By applying SignatureAnalyzer (Kim, J. et al. Somatic ERCC2 mutations are associated with a distinct genomic signature in urothelial tumors. Nat. Genet. 48, 600-606 (2016)) to 177 WGS, 8 mutational signatures were observed acting in these samples. A careful review suggested that three signatures (S5, S7, S8) might correspond to possible sequencing artifacts, and thus were removed from the main signatures plot depicting the 5 biological mutational processes identified by SignatureAnalyzer. Specifically, the cosine similarity between S5 and SBS51 (per COSMIC v3.1) is 0.82, while the cosine similarity between S8 and SBS50 (per COSMIC v3.1) is 0.74. S7 only contains one striking peak at G(T>G)G motif and thus it is assumed to be a bleed-through artifact.

Other Embodiments

From the foregoing description, it will be apparent that variations and modifications may be made to the invention described herein to adapt it to various usages and conditions. Such embodiments are also within the scope of the following claims.

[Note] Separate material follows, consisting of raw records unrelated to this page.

PR #823, opened 2025-06-14
Allowing custom TempFileCreationStrategy per document

kelemen:
As is now, we can only set a global `TempFileCreationStrategy` which assumes that all documents within the same process has the same security profile (and quota) which may or may not be the case. Currently it is not possible to workaround this limitation in a multithreaded application.

This PR intends to fix this issue by allowing to set a `TempFileCreationStrategy` for `SXSSFWorkbook` and `ZipPackage` instances.

Implementation notes:

- I have not deleted the `BinaryRC4Encryptor.BinaryRC4CipherOutputStream(DirectoryNode)` constructor because it is protected and in theory might be used (though given that other implementations have the counterparts of this class private, I'm guessing this visibility is unintended).
- When adjusting the `OPCPackage.open` methods (to avoid duplicating logic), I'm relying on a new `OPCPackageOpener` class. However, strictly speaking my implementation is not 100% backward compatible (can be adjusted of course if needed), because the new `OPCPackageOpener` immediately throws NPE when it receives null `PackageAccess` or `OPCComplianceFlags`, while the original implementation does not. Rather, the original implementation will simply store the nulls, and will (likely) throw an exception on first use. Should I adjust my changes to be 100% backward compatible, or is this an acceptable risk for this project?
- Not directly related to this PR, but while making the adjustments, I have noticed that `DefaultTempFileCreationStrategy` is buggy (at least I doubt its behavior is intended): When it detects that the temporary directory does not exist, then it will reset the directory to what is in `java.io.tmpdir` even if a different directory was specified in the constructor. I'm mentioning this only, because this issue can be a security risk (if someone changed the tmp dir due to security reasons), and this PR might make this issue more visible.

### DIFF
--- a/poi-ooxml/src/main/java/org/apache/poi/openxml4j/opc/OPCPackageOpener.java
+++ b/poi-ooxml/src/main/java/org/apache/poi/openxml4j/opc/OPCPackageOpener.java
@@ -1,0 +1,364 @@
+/* ====================================================================
+   Licensed to the Apache Software Foundation (ASF) under one or more
+   contributor license agreements.  See the NOTICE file distributed with
+   this work for additional information regarding copyright ownership.
+   The ASF licenses this file to You under the Apache License, Version 2.0
+   (the "License"); you may not use this file except in compliance with
+   the License.  You may obtain a copy of the License at
+
+       http://www.apache.org/licenses/LICENSE-2.0
+
+   Unless required by applicable law or agreed to in writing, software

The recitation of a listing of elements in any definition of a variable herein includes definitions of that variable as any single element or combination (or subcombination) of listed elements. The recitation of an embodiment herein includes that embodiment as any single embodiment or in combination with any other embodiments or portions thereof. All patents and publications mentioned in this specification are herein incorporated by reference to the same extent as if each independent patent and publication was specifically and individually indicated to be incorporated by reference. The disclosure may be related to PCT/US2021/045144, filed Aug. 9, 2021, the disclosure of which is incorporated herein by reference in its entirety for all purposes.